The jet velocities of a neutron star have been measured for the first time

Astronomers have found a way to measure the jets produced by an incoming neutron star. It is hoped that once a large sample of such measurements have been made, it will be possible to answer a question that has plagued astronomers since the jets were discovered: what accelerates these jets so spectacularly? According to one theory, they are magnetic fields around the star; another suggests it is the star itself.

Many black holes, especially the supermassive black holes (SMBH) at the heart of galaxies, accelerate jets of material to astonishing speeds. It is less known that some neutron stars do the same. Dr. Tom Russell of the Istituto di Astrofisica Spaziale e Fisica Cosmica told IFLScience that even white dwarfs produce jets occasionally.

The jets are the product of accreting neutron stars, stars that gradually attract more material, for example from a companion star that is torn apart by their more powerful gravity. Only a small minority of neutron stars do this, but that still means tens of thousands in the Milky Way alone.

The material in the accretion disk slowly spirals inwards until it falls on the neutron star. “That’s a very stable and steady process,” Russell told IFLScience. However, once it hits the star, it builds up until it reaches a critical density and undergoes a thermonuclear burst, accompanied by gamma and X-rays. How often this happens depends on the accretion rate and possibly other factors around the star, but in the case of 4U 1728-34 these outbursts occur every few hours.

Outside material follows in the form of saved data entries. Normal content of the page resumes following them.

PR #2207, opened 2026-07-10
fix(db): cascade soft-delete tasks and events on session delete

mesutoezdil:
deleting a session left related task, event, and session_share rows untouched. this wraps DeleteSession in a transaction that soft-deletes tasks and events and hard-deletes session shares before marking the session itself as deleted.

also adds a migration making session id unique among live sessions. ids were only unique per user, so two users could hold the same session id and deleting one would have cascaded into the other user's tasks and events.


go/core/internal/database/client_postgres.go
```diff
@@ -146,7 +152,24 @@ func (c *postgresClient) ListSessionsForAgentAllUsers(ctx context.Context, agent
 }
 
 func (c *postgresClient) DeleteSession(ctx context.Context, sessionID, userID string) error {
-	return c.q.SoftDeleteSession(ctx, dbgen.SoftDeleteSessionParams{ID: sessionID, UserID: userID})
+	return c.withTx(ctx, func(q *dbgen.Queries) error {
+		if _, err := q.GetSession(ctx, dbgen.GetSessionParams{ID: sessionID, UserID: userID}); err != nil {
```
EItanya, line 170: Any reason we're not using CASCADE deletes via SQL for this?

mesutoezdil: > Any reason we're not using CASCADE deletes via SQL for this?

no fk exists between session and task/event/session_share right now
even if it did, tasks and events r soft deleted, and ON DELETE CASCADE only fires on a real DELETE and not an UPDATE.       
and session itself is soft deleted too, so cascade would never trigger
that's why this is explicit app code instead.

mesutoezdil:
closing. go/core/internal/service/session is gone on main, the legacy session/task/event service was removed as part of the v2 rewrite (conversations api, #2598). the fix this covers no longer applies to code that exists.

Russell is part of a team that realized that, using a combination of telescopes operating at different wavelengths, they could use these bursts to measure the speeds of the jets. “The explosion tells us when the enhanced jets were launched, and we simply time them as they move downstream – just as we would time a 100-meter sprinter as they move between the starting blocks and the finish line,” says Professor James Miller-Jones from Curtin University, hub of the International Center for Radio Astronomy Research, said in a statement.

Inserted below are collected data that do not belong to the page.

PR #2209, opened 2026-07-11
fix(helm): make the cluster DNS domain configurable

### LINKED ISSUE #1767: [BUG] Cluster domain assumed to be cluster.local in helmcharts etc
### 📋 Prerequisites

### 🎯 Affected Service(s)

### 🚦 Impact/Severity

Minor inconvenience

### 🐛 Bug Description

I'm configuring my k3s setup with `mycluster.k8s.somedomain.net` as my `cluster-domain`.

This means `servicename.somenamespace.svc.cluster.local` does not resolve, but `servicename.somenamespace.svc.mycluster.k8s.somedomain.net` and `servicename.somenamespace.svc` do.

In a minimal deployment from Helm chart, I manually edited the resulting `Deployment`s and removed `cluster.local` in `NEXT_PUBLIC_BACKEND_URL` and `POSTGRES_DATABASE_URL`. This complicates pushes, and would require hacks upon an automated push such as via ArgoCD.

Ideally either the helmcharts would expose the clusterdomain in values yaml, or they'd omit it and depend on search-domains being set up correctly in CoreDNS (as I did above).

I did not yet get to a functioning system, and I'll postpone it for later, so I don't know if this assumption about `cluster-domain` propagated anywhere else, but a quick search revealed at least one yaml file in `tools` dir to mention `cluster.local`.

### 🔄 Steps To Reproduce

Calculating speed requires knowledge of both distance and time. Russell explained to IFLScience that the frequency at which the jet radiates changes with distance from the star. “Thanks to previous studies on black holes and neutron stars and theory, we can calculate the distance associated with a certain frequency,” he said.

Putting all this together, the team arrived at a speed of 38 percent of the speed of light (114,000 kilometers or 70,836 miles per second) for 4H 1728-34. That’s paltry compared to black holes, whose jets are believed to travel at more than 99 percent of the speed of light. Given the much lower escape velocity of a neutron star, the difference is not surprising.

The most important finding should come once the work is extended to more stars. “If the star itself is responsible, we should see a direct relationship between the speed of a jet aircraft and the rotation of a neutron star,” Russell said. The spins of neutron stars are much easier to measure than those of black holes, making the comparison simple. If the relationship is not found, magnetic fields are likely responsible.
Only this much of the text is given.